My Ds is likely to be diagosed with ADD and dyspraxia. I have been researching causes etc and am getting myself into a state about the fact that i drank when i didnt know I was pregnant. I found out i was pregnant pretty much the day that my period was due and only had a small glass of wine with my dinner once or twice a week after that. I am worried about the 2 weeks between conception and finding out that i was pregnant when I was on hols and drank lots. I have been reading all sorts and driving myself mad with worry about the development of the central nervous system in the first few weeks and the problems that alcohol can cause. There is no history of ADD or dyspraxia in either family so there is no genetic link. I know that I am rambling and that lots of children have these things for no reason but am worried sick

OP posts:
Villette · 15/03/2008 11:44

Paranoid2, any mother who discovers that her child has special needs is likely to go over and over again asking "what what went wrong?" and blame herself.
I'm in a similar situation in that I have a child with hemiplegia and I used to anguish if an after work binge I had before I discovered I was pregnant caused the problem. (I was told by a specialist that this was unlikely)
The fact is the past is the past. We cannot change it. Try instead to learn as much about your child's condition and what you can do to help. You sound a caring mother. Focus on the positives. Take one day at a time. Good luck.

TheodoresMummy · 15/03/2008 12:06

paranoid2, I sympathise.

DS is possibly ASD or AS.

I drank and smoked weed for the first 5 weeks because I had NO IDEA that I was pregnant.
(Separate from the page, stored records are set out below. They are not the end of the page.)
PR #2567, opened 2016-02-06
Only show activities and repositories on the dashboard, that the user has access to

fnkr:

### DIFF
--- a/models/action.go
+++ b/models/action.go
@@ -593,12 +593,29 @@ func MergePullRequestAction(actUser *User, repo *Repository, pull *Issue) error 
 }
 
 // GetFeeds returns action list of given user in given context.
-func GetFeeds(uid, offset int64, isProfile bool) ([]*Action, error) {
+// ctxUserID is the user who's requesting, userID is the user/org that is requested.
+// ctxUserID can be -1, if isProfile is true or in order to skip the permission check.
+func GetFeeds(ctxUserID, userID, offset int64, isProfile bool) ([]*Action, error) {
 	actions := make([]*Action, 0, 20)
-	sess := x.Limit(20, int(offset)).Desc("id").Where("user_id=?", uid)
+	sess := x.Limit(20, int(offset)).Desc("id").Where("user_id=?", userID)
 	if isProfile {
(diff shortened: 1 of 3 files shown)


Eriner:
:+1: for fixing this issue. Thanks!

Unknwon:
Thanks for the PR!

But I think the core problem is why a user would receive feeds from a repository that s/he does not have access to?

fnkr:
What do you mean?

Old behaviour: show repo/activity, if the user has joined the org.
New behaviour: show repo/activity, if the user has access to it (= is in a team together with the repo).

It's exactly the same thing as in #2527 and #2530.

Unknwon:
No, it is not the same thing.

If you don't have access to a repo, how can you receive feeds from that?

fnkr:
In order to access a private organization repository, you need to be in a team that has (at least) read access to that repository. The problem: right now, this doesn't apply to feeds. You get feeds for all repositories in your orgs. It doesn't matter if you have access to that repo or not (read: if you are in a team that has access to that repo or not).

Unknwon:
> You get feeds for all repositories in your orgs.

No, only ones you watched I think.

fnkr:
That's not true. Example: _user2 is **only** in _team1. _team1 has **only** access to _repo1. BUT: right now, _user2 can view activities from _repo2 on the org dashboard. _user2 can't view _repo2. But he can see it's activities.

before

Unknwon:
That's why I said:

> But I think the core problem is why a user would receive feeds from a repository that s/he does not have access to?

fnkr:
What do you mean? The user get's all feeds that match the query?

Unknwon:
We need to stop user receiving feeds from repos that they do not have access to.

fnkr:
Yeah, this is that this PR does, isn't it?

Unknwon:
Sorry, I really mean `receive` when I say `get`.

Why should feeds for these users be ever generated if they don't have access?

fnkr:
The feeds you see when viewing an organization dashboard are stored under the user id of the organization, not your own user id.

Unknwon:
Ah, I see the problem now... Thank you! My bad.

PR #2570, opened 2016-02-06
Workaround delete folder on Windows.

### LINKED ISSUE #1738: Cannot delete read-only files on Windows
1. Create a repository with a name (let's say "myrepository")
2. Push something to "myrepository"
3. Delete "myrepository" on Gogs
4. Try to create another repository called "myrepository"

It returns 500. I think this happens because the repository folder is not deleted, just the database registry. I tried to rename the folder and could create the repository again.

andreynering:
Fix #1738

I tested and it is working properly. The folder is really deleted and I could create another repo with the same name.

### DIFF
--- a/models/admin.go
+++ b/models/admin.go
@@ -7,6 +7,7 @@ package models
 import (
 	"fmt"
 	"os"
+	"os/exec"
 	"strings"
 	"time"
 
@@ -14,6 +15,7 @@ import (
 
 	"github.com/gogits/gogs/modules/base"
 	"github.com/gogits/gogs/modules/log"
+	"github.com/gogits/gogs/modules/setting"
 )
 
 type NoticeType int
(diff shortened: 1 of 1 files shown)


models/admin.go
```diff
@@ -53,13 +55,23 @@ func CreateRepositoryNotice(desc string) error {
...
 		desc := fmt.Sprintf("%s [%s]: %v", title, path, err)
 		log.Warn(desc)
 		if err = CreateRepositoryNotice(desc); err != nil {
 			log.Error(4, "CreateRepositoryNotice: %v", err)
 		}
 	}
+
+	if setting.IsWindows {
+		if err := exec.Command("cmd", "/C", "rmdir", "/S", "/Q", path).Run(); err != nil {
+			createNotice(err)
```
Unknwon: Maybe you can just call this only after `if-else` block?

andreynering: @Unknwon Done!

Unknwon:
Cool!

PR #2576, opened 2016-02-07
Add avatar arrows to both pull request and issue forms

chriswatt:
Examples:
gogscommentarrows

gogpullarrow

### DIFF
--- a/public/less/_repository.less
+++ b/public/less/_repository.less
@@ -268,9 +268,14 @@
 			}
 			.content {
 				margin-left: 4em;
+				#avatararrow;
+				&:after {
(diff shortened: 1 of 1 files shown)


public/less/_repository.less
```diff
@@ -268,6 +268,10 @@
 			}
 			.content {
 				margin-left: 4em;
+				#avatararrow;
```
Unknwon: Maybe rename it to `avatar-arrow`, would that work?

chriswatt: Renamed, added a new commit to fix.

Unknwon:
Thanks!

We weren't TTC and we were using protection.

I do worry that I caused DS's probs, but I wasn't irresponsible. I had no reason to think that I might be pg. Neither did you !!??

I know a lady (friend of a friend) who smoked heavily and drank throughout all 4 of her pregnancies. All the babies were born early and were low birth weight, but none have any probs now they are older.

It's quite unlikely that your drinking on holiday had much of an impact, IMO.

Taliesintraction · 15/03/2008 13:02

Hi paranoid,

As Villete says there is no point beating yourself up.

Maybe look at it the other way round, if you had not been off on a jolly, you would not have been chasing him round and round the bedroom maybe you would have not ended up pregnant and not had the lovely child you have today.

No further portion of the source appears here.